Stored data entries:
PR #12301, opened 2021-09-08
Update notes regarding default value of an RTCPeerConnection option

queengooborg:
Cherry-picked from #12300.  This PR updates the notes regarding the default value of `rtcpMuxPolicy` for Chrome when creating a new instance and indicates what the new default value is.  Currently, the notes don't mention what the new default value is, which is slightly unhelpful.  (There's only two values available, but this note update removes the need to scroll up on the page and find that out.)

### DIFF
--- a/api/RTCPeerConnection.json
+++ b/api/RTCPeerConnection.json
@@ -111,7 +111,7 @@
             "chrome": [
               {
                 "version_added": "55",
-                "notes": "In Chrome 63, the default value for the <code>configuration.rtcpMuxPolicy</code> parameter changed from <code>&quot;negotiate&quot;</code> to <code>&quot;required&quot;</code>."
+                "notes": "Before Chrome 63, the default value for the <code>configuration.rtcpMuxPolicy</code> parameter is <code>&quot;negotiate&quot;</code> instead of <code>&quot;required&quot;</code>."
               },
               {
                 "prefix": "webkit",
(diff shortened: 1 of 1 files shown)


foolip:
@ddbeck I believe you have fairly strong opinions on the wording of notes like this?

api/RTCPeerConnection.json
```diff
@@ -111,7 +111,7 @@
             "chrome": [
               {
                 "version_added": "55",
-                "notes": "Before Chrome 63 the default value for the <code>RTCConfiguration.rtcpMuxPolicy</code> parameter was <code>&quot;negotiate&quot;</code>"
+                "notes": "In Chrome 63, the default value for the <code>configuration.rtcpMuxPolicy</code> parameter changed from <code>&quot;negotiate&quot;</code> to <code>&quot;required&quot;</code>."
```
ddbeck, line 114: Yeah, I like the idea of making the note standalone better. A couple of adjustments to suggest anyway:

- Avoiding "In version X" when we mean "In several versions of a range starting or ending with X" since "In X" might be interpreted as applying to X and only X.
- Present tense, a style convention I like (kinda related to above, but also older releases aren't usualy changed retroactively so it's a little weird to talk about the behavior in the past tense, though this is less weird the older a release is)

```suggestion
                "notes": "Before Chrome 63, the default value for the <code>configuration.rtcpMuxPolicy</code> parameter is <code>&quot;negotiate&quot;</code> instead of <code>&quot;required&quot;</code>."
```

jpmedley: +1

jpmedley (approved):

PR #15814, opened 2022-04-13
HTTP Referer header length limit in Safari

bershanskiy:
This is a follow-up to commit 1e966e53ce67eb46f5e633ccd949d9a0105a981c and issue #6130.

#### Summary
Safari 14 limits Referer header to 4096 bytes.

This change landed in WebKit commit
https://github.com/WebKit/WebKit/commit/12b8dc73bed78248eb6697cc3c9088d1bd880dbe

▶ [What to do]: Nothing but the lines from the one containing "Safari 14 limits" through the last line of the data above should be set down, word for word.

▶ [Completed exercise]:
Safari 14 limits Referer header to 4096 bytes.

This change landed in WebKit commit
https://github.com/WebKit/WebKit/commit/12b8dc73bed78248eb6697cc3c9088d1bd880dbe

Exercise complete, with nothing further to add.